*** Data for this task

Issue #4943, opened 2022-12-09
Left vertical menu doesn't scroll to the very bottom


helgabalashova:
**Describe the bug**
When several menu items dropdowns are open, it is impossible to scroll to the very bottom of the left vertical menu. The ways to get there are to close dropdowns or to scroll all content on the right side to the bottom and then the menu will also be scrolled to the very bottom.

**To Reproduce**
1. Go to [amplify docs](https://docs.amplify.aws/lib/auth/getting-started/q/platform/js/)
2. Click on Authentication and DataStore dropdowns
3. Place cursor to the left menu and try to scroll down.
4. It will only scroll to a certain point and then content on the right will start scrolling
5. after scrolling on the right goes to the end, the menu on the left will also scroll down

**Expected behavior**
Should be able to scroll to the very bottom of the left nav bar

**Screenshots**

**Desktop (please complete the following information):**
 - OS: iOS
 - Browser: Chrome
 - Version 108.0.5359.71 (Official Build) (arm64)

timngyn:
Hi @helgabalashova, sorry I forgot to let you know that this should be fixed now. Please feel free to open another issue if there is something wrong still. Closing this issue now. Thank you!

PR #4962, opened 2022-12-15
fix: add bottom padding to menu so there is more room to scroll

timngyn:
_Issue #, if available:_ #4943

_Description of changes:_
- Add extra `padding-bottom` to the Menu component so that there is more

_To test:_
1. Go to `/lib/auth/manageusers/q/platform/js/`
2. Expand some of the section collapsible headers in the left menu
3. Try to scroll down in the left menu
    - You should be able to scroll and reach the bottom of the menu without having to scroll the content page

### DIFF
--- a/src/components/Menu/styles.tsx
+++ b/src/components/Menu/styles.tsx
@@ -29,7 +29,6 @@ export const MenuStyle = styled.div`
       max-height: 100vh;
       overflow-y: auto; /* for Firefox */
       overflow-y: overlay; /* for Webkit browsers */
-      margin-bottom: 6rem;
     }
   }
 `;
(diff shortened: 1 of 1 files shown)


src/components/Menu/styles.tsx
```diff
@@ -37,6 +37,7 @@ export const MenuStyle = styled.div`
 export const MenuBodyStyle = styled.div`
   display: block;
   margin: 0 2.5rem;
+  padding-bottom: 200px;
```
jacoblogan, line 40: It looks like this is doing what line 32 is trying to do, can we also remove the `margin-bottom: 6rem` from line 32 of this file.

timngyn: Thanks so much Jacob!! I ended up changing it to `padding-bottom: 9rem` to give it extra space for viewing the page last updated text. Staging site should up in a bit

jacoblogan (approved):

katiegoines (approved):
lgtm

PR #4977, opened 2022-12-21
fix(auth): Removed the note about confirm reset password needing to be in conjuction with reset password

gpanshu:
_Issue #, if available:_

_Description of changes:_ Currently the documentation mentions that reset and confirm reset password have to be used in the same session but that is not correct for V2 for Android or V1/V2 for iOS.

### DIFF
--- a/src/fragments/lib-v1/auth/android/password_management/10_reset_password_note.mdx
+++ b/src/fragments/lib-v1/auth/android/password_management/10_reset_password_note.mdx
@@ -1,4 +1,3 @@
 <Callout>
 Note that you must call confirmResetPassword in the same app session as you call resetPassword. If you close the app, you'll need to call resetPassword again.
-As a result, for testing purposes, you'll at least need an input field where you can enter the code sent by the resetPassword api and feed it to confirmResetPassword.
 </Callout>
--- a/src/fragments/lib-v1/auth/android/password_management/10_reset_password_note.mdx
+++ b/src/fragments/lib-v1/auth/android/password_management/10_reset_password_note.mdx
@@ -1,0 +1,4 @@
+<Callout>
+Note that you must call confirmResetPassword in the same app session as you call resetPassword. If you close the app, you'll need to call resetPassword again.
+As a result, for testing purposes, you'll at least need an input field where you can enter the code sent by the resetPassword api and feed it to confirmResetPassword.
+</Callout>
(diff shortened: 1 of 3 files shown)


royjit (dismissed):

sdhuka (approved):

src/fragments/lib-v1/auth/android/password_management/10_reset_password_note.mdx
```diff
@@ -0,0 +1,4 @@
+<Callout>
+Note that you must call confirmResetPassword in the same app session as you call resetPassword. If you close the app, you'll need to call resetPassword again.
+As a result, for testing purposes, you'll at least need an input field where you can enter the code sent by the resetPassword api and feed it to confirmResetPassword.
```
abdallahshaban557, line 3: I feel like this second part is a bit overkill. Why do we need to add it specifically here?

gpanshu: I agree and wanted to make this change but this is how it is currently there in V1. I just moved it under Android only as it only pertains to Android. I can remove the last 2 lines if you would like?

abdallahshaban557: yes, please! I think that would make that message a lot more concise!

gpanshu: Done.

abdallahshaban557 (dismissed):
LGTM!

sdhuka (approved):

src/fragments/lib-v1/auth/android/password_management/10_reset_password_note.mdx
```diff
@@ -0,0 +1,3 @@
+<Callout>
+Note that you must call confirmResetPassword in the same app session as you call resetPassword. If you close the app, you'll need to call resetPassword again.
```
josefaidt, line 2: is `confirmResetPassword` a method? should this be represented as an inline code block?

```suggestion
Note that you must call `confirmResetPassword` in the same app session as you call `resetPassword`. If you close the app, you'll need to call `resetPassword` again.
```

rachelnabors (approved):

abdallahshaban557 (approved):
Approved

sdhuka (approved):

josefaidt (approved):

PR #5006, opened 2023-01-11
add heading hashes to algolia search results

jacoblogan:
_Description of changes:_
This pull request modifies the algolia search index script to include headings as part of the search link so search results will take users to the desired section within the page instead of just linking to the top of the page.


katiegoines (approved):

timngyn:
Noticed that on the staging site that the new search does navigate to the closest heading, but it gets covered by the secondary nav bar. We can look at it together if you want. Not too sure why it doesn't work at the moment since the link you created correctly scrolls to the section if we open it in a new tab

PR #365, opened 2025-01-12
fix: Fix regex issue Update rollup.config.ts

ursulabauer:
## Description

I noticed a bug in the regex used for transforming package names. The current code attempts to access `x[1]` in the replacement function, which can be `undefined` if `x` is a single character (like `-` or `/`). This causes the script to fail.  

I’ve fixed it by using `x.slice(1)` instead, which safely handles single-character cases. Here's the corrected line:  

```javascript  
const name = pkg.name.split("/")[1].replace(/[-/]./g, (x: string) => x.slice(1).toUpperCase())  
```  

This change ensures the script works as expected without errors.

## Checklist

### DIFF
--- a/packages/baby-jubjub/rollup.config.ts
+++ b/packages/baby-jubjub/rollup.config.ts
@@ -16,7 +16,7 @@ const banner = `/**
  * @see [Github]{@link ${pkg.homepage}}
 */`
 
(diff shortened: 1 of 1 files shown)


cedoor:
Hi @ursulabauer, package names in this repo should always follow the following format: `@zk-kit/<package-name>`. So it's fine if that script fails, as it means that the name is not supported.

******
*** Data for this task

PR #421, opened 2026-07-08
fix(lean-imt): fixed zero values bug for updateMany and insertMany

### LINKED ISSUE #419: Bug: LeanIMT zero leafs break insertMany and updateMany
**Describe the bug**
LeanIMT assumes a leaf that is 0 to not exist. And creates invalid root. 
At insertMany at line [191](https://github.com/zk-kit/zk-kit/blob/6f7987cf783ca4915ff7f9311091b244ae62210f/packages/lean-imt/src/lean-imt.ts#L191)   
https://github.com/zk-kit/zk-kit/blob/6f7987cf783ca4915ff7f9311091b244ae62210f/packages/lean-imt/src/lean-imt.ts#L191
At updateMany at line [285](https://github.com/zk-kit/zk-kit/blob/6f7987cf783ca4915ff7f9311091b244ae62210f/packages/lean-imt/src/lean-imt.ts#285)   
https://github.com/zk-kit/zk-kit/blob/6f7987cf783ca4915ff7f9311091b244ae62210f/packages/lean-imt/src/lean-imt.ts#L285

******

Work to be completed: Scan the records above for the lines holding "Issue #4943, opened 2022-12-09" and "Should be able to scroll to". Transcribe those two and every line between them word for word, and no others.

Task response:
Issue #4943, opened 2022-12-09
Left vertical menu doesn't scroll to the very bottom


helgabalashova:
**Describe the bug**
When several menu items dropdowns are open, it is impossible to scroll to the very bottom of the left vertical menu. The ways to get there are to close dropdowns or to scroll all content on the right side to the bottom and then the menu will also be scrolled to the very bottom.

**To Reproduce**
1. Go to [amplify docs](https://docs.amplify.aws/lib/auth/getting-started/q/platform/js/)
2. Click on Authentication and DataStore dropdowns
3. Place cursor to the left menu and try to scroll down.
4. It will only scroll to a certain point and then content on the right will start scrolling
5. after scrolling on the right goes to the end, the menu on the left will also scroll down

**Expected behavior**
Should be able to scroll to the very bottom of the left nav bar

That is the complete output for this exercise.